Start of Available records
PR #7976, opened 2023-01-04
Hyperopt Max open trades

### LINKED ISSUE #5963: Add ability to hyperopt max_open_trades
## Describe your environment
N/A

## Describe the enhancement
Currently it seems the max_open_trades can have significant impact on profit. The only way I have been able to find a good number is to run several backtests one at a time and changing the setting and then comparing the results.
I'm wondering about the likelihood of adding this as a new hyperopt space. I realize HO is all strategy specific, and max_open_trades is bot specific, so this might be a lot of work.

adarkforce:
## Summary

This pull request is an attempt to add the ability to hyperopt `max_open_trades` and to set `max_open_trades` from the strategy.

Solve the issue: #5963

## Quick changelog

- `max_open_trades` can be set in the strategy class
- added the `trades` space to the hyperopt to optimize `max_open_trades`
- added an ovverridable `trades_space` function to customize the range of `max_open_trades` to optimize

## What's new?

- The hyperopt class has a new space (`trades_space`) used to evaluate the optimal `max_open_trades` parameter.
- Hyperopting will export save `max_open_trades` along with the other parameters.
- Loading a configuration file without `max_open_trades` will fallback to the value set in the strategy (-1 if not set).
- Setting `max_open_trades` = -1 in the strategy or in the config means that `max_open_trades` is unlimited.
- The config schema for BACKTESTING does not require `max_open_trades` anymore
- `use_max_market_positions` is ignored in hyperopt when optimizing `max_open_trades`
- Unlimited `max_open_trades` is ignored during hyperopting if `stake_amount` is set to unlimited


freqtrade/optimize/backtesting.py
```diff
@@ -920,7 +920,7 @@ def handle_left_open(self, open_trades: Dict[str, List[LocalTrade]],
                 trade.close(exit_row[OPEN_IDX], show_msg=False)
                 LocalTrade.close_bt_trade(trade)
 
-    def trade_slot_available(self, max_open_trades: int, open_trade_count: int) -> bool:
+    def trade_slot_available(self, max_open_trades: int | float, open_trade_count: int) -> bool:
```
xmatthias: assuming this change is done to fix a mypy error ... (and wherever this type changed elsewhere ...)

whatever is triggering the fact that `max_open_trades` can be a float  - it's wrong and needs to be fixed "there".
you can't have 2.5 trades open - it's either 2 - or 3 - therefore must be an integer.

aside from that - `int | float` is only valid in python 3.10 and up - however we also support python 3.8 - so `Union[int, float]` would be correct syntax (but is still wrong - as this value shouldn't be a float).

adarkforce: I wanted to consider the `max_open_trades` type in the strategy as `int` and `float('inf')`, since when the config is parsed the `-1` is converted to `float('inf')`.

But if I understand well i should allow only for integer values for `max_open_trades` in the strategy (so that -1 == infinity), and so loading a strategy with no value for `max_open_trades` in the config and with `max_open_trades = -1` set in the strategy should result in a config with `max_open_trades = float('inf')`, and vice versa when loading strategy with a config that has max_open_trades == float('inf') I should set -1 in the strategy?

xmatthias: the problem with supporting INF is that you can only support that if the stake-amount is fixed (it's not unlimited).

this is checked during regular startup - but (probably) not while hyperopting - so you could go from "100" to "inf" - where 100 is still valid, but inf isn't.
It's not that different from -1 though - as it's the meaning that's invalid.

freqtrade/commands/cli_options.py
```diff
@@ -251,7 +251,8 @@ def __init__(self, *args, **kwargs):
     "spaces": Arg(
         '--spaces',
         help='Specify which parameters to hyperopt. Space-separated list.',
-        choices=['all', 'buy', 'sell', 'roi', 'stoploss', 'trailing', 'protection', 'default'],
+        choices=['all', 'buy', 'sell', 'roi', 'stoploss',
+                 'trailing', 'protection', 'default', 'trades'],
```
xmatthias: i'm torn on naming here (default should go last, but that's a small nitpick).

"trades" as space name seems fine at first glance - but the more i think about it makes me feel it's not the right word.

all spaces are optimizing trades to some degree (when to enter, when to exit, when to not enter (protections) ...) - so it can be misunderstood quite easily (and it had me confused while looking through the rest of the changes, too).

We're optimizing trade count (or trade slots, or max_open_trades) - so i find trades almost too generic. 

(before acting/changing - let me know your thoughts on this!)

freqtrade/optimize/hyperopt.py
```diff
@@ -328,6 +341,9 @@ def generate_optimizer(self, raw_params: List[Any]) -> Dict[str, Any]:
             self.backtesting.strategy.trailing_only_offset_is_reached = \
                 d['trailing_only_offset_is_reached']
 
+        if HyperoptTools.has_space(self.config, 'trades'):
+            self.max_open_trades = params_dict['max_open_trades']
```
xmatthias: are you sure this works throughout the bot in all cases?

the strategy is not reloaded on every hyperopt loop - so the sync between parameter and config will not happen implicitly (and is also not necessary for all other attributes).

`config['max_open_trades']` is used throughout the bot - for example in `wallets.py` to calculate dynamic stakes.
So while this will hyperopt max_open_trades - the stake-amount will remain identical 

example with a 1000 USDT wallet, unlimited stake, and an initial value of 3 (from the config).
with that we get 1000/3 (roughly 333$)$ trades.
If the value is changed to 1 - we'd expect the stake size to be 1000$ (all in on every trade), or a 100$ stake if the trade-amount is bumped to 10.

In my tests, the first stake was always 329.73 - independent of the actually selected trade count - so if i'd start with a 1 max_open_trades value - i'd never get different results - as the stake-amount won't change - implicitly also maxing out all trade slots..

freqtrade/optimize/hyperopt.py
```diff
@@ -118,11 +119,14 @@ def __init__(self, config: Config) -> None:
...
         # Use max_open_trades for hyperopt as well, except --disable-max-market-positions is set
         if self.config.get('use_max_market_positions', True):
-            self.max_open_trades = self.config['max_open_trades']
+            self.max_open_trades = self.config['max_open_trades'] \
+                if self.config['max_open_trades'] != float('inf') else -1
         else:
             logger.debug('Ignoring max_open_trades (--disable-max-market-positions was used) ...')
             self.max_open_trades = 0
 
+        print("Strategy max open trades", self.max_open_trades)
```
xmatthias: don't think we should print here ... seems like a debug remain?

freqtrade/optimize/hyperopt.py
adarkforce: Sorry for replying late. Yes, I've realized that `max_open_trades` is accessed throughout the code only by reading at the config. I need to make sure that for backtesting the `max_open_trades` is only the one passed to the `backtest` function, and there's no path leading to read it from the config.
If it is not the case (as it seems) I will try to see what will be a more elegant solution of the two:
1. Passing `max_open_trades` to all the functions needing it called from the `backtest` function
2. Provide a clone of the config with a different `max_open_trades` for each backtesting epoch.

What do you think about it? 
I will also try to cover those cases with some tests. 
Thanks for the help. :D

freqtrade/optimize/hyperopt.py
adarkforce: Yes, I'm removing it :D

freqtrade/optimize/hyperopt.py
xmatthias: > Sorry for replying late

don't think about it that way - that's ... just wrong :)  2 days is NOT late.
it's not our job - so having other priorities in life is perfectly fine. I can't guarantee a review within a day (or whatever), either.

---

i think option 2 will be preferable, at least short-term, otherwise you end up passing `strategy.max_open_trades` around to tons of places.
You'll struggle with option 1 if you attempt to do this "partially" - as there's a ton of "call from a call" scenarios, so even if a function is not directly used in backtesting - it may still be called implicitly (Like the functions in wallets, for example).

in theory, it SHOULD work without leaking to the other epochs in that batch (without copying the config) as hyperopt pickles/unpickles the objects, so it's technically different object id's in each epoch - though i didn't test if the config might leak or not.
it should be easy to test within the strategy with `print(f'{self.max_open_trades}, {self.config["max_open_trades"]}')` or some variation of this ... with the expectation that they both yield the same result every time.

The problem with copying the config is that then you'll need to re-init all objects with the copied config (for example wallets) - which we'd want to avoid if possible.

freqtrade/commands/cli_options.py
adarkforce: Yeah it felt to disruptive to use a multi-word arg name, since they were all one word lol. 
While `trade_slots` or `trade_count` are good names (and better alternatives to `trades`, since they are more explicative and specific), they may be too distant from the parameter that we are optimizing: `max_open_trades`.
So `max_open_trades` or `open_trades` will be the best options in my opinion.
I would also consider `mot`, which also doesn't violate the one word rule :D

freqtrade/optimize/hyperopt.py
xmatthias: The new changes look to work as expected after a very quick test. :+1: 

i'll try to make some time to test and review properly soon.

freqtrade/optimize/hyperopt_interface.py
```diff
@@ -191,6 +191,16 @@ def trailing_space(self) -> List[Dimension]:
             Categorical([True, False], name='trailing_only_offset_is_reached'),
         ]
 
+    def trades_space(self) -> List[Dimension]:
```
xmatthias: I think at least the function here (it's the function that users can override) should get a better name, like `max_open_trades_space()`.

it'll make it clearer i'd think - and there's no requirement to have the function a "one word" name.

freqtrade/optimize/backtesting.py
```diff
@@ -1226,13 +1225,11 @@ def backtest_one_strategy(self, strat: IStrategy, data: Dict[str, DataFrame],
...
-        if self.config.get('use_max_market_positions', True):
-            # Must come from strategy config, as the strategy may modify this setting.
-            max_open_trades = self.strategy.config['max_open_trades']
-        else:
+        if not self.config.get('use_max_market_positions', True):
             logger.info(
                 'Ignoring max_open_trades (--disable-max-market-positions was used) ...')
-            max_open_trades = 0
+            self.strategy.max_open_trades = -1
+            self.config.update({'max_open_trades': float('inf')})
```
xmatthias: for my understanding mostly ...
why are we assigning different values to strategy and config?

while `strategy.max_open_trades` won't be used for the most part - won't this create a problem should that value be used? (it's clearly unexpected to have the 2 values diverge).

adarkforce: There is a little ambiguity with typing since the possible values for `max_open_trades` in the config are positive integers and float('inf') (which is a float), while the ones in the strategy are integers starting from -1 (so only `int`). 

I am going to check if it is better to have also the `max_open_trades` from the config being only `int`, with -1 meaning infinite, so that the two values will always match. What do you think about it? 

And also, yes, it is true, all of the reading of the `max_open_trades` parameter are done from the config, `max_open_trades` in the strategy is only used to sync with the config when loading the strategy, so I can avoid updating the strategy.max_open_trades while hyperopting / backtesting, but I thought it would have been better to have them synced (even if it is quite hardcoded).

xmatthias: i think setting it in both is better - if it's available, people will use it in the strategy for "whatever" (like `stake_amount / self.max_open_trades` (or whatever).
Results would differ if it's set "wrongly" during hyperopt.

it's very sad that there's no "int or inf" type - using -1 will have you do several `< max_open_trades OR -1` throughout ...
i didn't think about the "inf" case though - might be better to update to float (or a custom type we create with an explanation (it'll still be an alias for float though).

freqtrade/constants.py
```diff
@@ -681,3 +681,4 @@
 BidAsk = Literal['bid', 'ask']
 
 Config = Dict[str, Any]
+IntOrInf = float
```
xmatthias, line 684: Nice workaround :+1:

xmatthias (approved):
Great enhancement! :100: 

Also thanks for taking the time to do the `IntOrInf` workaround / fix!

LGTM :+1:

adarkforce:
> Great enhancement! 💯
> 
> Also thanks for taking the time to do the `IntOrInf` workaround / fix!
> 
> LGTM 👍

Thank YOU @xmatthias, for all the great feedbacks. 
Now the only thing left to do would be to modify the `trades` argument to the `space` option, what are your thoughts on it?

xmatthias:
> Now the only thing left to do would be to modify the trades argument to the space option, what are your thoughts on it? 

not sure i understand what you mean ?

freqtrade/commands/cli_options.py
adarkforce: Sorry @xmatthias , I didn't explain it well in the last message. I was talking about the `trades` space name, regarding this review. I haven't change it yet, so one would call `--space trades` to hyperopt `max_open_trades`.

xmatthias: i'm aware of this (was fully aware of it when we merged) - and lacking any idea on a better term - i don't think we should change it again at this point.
End of Available records
Start of Available records
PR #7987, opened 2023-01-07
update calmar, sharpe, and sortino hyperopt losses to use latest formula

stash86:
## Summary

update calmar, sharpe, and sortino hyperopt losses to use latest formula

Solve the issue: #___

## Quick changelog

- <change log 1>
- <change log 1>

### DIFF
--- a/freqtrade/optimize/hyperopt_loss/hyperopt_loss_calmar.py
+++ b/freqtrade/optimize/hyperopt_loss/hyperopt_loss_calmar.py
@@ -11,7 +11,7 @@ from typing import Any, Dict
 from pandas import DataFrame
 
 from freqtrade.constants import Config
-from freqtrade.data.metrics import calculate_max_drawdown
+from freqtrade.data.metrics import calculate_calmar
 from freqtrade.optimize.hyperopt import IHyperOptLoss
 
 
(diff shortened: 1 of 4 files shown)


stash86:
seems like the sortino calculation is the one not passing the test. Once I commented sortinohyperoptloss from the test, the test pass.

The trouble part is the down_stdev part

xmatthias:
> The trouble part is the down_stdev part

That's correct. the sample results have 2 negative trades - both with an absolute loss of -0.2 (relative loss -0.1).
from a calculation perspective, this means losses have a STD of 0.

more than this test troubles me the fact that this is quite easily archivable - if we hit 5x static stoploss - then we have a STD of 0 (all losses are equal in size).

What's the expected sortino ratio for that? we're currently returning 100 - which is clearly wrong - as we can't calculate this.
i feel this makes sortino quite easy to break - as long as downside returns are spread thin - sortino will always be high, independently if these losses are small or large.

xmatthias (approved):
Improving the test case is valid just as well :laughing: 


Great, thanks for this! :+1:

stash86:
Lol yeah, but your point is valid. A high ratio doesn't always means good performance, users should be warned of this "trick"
End of Available records
Start of Available records
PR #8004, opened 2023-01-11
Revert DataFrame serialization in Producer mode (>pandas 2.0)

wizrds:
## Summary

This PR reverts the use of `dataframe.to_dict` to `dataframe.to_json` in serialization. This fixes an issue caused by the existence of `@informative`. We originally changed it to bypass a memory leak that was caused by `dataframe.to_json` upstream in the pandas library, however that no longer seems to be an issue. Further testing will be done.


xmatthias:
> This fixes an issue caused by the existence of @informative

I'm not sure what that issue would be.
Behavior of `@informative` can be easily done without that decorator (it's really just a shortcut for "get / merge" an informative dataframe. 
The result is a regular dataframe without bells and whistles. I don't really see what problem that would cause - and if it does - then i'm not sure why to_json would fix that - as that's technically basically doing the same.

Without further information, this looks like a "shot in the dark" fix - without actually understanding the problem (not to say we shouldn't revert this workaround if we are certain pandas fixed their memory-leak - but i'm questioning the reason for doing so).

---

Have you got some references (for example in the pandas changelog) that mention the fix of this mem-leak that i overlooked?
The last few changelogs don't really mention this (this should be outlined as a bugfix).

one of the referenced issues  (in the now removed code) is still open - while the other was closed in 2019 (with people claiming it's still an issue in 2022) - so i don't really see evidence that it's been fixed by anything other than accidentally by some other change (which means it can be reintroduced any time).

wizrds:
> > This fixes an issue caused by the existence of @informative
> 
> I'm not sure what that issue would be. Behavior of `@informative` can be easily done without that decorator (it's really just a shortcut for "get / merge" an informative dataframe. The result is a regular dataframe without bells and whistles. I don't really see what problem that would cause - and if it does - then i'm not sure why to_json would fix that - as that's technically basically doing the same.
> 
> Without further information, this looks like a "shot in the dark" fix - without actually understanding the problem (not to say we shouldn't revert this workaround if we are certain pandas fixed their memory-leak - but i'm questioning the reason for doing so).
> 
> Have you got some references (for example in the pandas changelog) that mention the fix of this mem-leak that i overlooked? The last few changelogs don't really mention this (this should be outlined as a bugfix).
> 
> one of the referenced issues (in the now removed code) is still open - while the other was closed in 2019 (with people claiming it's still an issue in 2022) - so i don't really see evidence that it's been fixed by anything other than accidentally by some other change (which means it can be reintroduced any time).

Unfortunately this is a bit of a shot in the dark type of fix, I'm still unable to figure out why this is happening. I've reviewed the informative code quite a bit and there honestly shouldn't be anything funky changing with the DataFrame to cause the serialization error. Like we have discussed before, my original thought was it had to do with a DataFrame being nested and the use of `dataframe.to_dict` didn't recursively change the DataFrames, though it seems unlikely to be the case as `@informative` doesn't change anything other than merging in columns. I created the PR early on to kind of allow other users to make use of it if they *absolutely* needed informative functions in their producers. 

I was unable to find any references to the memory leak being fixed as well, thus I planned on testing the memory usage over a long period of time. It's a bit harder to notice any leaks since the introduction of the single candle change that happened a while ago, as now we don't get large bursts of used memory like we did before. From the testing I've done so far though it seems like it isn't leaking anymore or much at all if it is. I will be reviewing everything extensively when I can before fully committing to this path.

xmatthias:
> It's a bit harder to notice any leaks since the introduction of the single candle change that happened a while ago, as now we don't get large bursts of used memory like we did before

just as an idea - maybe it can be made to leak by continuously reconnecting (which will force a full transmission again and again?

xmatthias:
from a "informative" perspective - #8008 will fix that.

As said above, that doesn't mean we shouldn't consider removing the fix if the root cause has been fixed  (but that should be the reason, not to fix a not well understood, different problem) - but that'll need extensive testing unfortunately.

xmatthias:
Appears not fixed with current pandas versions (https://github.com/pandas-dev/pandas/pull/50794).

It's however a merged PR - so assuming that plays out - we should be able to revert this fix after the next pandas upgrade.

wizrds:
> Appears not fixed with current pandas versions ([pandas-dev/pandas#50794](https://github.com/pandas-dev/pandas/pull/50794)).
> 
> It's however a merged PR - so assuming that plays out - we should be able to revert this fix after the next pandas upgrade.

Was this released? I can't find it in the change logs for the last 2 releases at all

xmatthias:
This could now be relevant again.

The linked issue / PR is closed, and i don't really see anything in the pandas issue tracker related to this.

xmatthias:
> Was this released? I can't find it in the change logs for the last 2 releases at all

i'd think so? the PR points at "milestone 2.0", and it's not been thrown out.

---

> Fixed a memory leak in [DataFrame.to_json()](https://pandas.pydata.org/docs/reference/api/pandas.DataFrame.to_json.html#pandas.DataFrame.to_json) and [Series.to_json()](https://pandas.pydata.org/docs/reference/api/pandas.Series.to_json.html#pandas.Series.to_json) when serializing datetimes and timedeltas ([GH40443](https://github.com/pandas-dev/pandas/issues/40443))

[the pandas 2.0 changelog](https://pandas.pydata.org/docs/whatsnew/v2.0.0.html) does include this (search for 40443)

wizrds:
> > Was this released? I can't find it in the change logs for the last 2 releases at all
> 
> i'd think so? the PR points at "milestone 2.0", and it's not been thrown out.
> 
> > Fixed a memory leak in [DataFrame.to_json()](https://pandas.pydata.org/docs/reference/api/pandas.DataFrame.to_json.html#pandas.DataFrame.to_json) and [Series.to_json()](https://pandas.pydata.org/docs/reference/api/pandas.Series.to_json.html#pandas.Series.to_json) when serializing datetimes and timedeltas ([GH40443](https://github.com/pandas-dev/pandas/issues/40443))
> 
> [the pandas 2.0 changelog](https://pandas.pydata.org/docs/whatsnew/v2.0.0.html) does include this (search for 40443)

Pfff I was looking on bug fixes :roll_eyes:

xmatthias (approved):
End of Available records
▸ **Goal of the exercise**:
Wherever the word "within" appears in the data, return the whole line.

▸ **Answer box**:
it's not our job - so having other priorities in life is perfectly fine. I can't guarantee a review within a day (or whatever), either.
it should be easy to test within the strategy with `print(f'{self.max_open_trades}, {self.config["max_open_trades"]}')` or some variation of this ... with the expectation that they both yield the same result every time.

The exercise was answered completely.